You record the number of sunny days out of a sample of 90 randomly selected days in City A and City B. In City A's sample, there were 54 sunny days. In City B's sample, there were 63 sunny days.
Is City B significantly sunnier than City A? Use a significance level of 0.05.
o z approximately equals 2.00 for a P-value of 0.02275. Since the P-value is less than 0.05, fail to reject the null hypothesis that there is no difference in the commute times.
o z approximately equals -1.41 for a P-value of 0.078652. Since the P-value is greater than 0.05, fail to reject the null hypothesis that there is no difference in the commute times.

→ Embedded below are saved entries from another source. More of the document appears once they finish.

PR #2999, opened 2024-02-14
Update dependcies and update go to 1.21

troy0820:
# What does this change
Update dependencies to a newer version of kubernetes.  This change brought in the need to update go to 1.21 which should be okay being that go 1.22 came out.  

- [x] Update k8s dependencies 
- [x] Update go to 1.21 

# What issue does it fix
N/A

[1]: https://getporter.org/src/CONTRIBUTING.md#when-to-open-a-pull-request

# Notes for the reviewer
_Put any questions or notes for the reviewer here._

# Checklist
- [ ] Did you write tests?
- [ ] Did you write documentation?
- [ ] Did you change porter.yaml or a storage document record? Update the corresponding schema file.
- [ ] If this is your first pull request, please add your name to the bottom of our [Contributors][contributors] list. Thank you for making Porter better! 🙇‍♀️

# Reviewer Checklist
* Comment with /azp run test-porter-release if a magefile or build script was modified
* Comment with /azp run porter-integration if it's a non-trivial PR

[contributors]: https://getporter.org/src/CONTRIBUTORS.md

PR #3000, opened 2024-02-14
change to 1.21.3

troy0820:
Because main is on 1.20.7 and the pipeline is using main's yaml template, we have to update this so the rest of the PRs can do the integration tests and not fail.


troy0820:
These pipelines may fail

schristoff:
is this dependent on #2999 
also happy 3000 🎉

troy0820:
#2999 kinda fixes this but wanted to see if this was merged in first would the int tests pass because it needs the yaml@main to have the right go version.

troy0820:
Also may keep this PR ready for review because it’s 3000 lol

schristoff:
:( Goodbye 3k, you were cool

PR #3008, opened 2024-03-05
(bug): Update Porter/Porter GHA to only run on push into main

schristoff:


kurktchiev (approved):
Lgtm probability of breaking something never 0 :)

PR #3016, opened 2024-03-13
(chore): porter/porter should run on push to main and merge into main 

schristoff:
We grab the badge from porte/porter (now just porter) to put on the readme, and if it runs on pull requests only then that badge can be in a failed status because of something not merged. 
I added for it to run on merge into main so we can use that as a badge instead.


troy0820 (approved):
This looks good to me.

PR #3034, opened 2024-03-25
Lint for parameters being used in actions to which they don't apply

### LINKED ISSUE #1018: Lint for parameters being used in actions to which they don't apply
After #1017, it will be a hard runtime failure if your porter.yaml attempts to use `{{bundle.paramters.PARAM}}` when `PARAM` was defined to not apply to the action where that templated value is used.

We should lint for this and hard fail so that we can detect and correct this problem at build time.

Example:

```yaml
parameters:
- name: connstr
   type: string
   applyTo:
    - install

uninstall:
  - exec:
      description: "Use a non-applicable parameter"
      command: ./helpers.sh
      arguments:
      - "{{ bundle.parameters.connstr }}"
```

This should be an porter level linter, not a mixin specific linter, which would be our first.

kichristensen:
# What does this change
Update linter to check if parameters are being used in actions to which they don't apply, as it would cause a runtime failure.

If a parameter is used in an action to which is doesn't apply `porter lint` will produce the output similar to this:
```
error(porter-101) - Parameter does not apply to action
install: 1st step in the exec mixin (Install Hello World)
Parameter onlyAppliesToUninstall does not apply to install action
See https://porter.sh/docs/references/linter/#porter-101 for more information
---
```

# What issue does it fix
Closes #1018

# Notes for the reviewer

# Checklist
- [X] Did you write tests?
- [X] Did you write documentation?

# Reviewer Checklist


schristoff:
My initial thought is: "Cool, but are we breaking backward compat with this?" - which I think is a a big yes, but I think it may be okay to do it in this case.

kichristensen:
@schristoff Completely forgot about backwards compability with this change. That said, in my opinion, it is not fully backwards compatible.
But as is causes a hard runtime error instead for failing on during build, I think it is acceptable, and even better to fail early.
It is a grey zone 🤷 

No matter what happens with this PR, there should probably be some sort of strategy for adding new lints, as all new lints can be considered breaking changes in the sense that they potentially breaks existing builds, at least for errors. Might be worth taking up on a community meeting.

sgettys:
I agree it's better to hit this at build time than runtime. Any breakages because should only be on already broken bundles I would imagine

pkg/linter/linter.go
```diff
@@ -183,7 +189,29 @@ func (l *Linter) Lint(ctx context.Context, m *manifest.Manifest) (Results, error
...
+		actions = append(actions, action{actionName, steps})
+	}
+	for _, action := range actions {
+		res, err := validateParamsAppliesToAction(m, action.steps, tmplParams, action.name)
+		if err != nil {
+			return nil, span.Error(fmt.Errorf("error validating action: %s", action.name))
+		}
+		results = append(results, res...)
+	}
+	span.EndSpan()
```
sgettys, line 212: This should be a defer otherwise this won't get closed if the return on 208 is hit. Any reason to have 2 different spans in here instead of a single one?

sgettys:
Can you add an integration test for this as well?

pkg/linter/linter.go
kichristensen: You are correct, in both cases. Also I cannot find any good reasons for 2 spans here. I will change it

kichristensen:
> Can you add an integration test for this as well?

@sgettys Sure, it has been added

schristoff:
Since our next release is 1.1.0 (I know, breaking compat should be 2.0+ but this is a small compat thing) I'm fine with merging this sooner rather than later.

schristoff (approved):
Looks good once conflicts are resolved

PR #3052, opened 2024-04-01
Improve error message on malformed step

### LINKED ISSUE #370: poor error message: more than one mixin specified
When the yaml for an action step is malformed, and more than one key is at the root of the step, you trigger "more than one mixin specified". But the error message isn't clear on what is wrong and how to fix it.

Let's help people out by:
* Improving the error message
* Adding the error message to the FAQ and explain how to fix

# Reproduction Steps
1. make a new directory and inside it run porter create
2. Edit porter.yaml and mess up the indentation of the install step (note that description and the other fields should be indented underneath exec)
    ```yaml
    install:
        - exec:
          command: ./helpers.sh
          arguments:
            - install
    ```
3. Run porter build

```console
$  porter build
Using buildkit build driver
1 error occurred:
	* validation of action "install" failed: more than one mixin specified
```

Ideally the error message should say that the first step in the install action is malformed and they should check that all of the mixins's child fields are indented underneath the name of the mixin.

kichristensen:
# What does this change
Instead of giving a cryptic error message, "more than one mixin specified", better describe the most likely cause of the problem, making it easier for people to understand what to fix.

# What issue does it fix
Closes #370

# Checklist
- [X] Did you write tests?

# Reviewer Checklist

### DIFF
--- a/pkg/manifest/manifest.go
+++ b/pkg/manifest/manifest.go
@@ -23,6 +23,7 @@ import (
 	"github.com/cbroglie/mustache"
 	"github.com/cnabio/cnab-go/bundle"
 	"github.com/cnabio/cnab-go/bundle/definition"
+	"github.com/dustin/go-humanize"
 	"github.com/hashicorp/go-multierror"
 	"github.com/opencontainers/go-digest"
 	"go.opentelemetry.io/otel/attribute"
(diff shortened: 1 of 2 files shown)


pkg/manifest/manifest.go
```diff
@@ -23,6 +23,7 @@ import (
 	"github.com/cbroglie/mustache"
 	"github.com/cnabio/cnab-go/bundle"
 	"github.com/cnabio/cnab-go/bundle/definition"
+	"github.com/dustin/go-humanize"
```
schristoff, line 26: Nit: This package seems to be not very maintained, but it doesn't seem to really need a lot. We've been using it already, so it's really nbd, but with recent security things going on I think I'm just hyper-aware for a bit :)
Just thinking out loud here.

schristoff (approved):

o z approximately equals 1.41 for a P-value of 0.039326. Since the P-value is less than 0.05, reject the null hypothesis that there is no difference in the commute times.
o z approximately equals -2.00 for a P-value of 0.02275. Since the P-value is less than 0.05, reject the null hypothesis that there is no difference in the commute times.
Please show your work.
To determine if City B is significantly sunnier than City A, we can use a z-test for two proportions.
First, calculate the proportions of sunny days in each city:
City A: 54/90 = 0.60
City B: 63/90 = 0.70
Next, calculate the pooled proportion:
p = (54 + 63) / (90 + 90) = 0.65
Then, calculate the standard error:
SE = sqrt( p(1-p) * (1/90 + 1/90) )
SE = sqrt( 0.65*0.35 * 0.0222 )
SE = 0.0514
Now, calculate the z-score:
z = (0.70 - 0.60) / 0.0514
z = 1.94
Using a Z-table or statistical software, we find that the P-value is approximately 0.0266, which is less than the significance level of 0.05. Therefore, we reject the null hypothesis and conclude that City B is significantly sunnier than City A.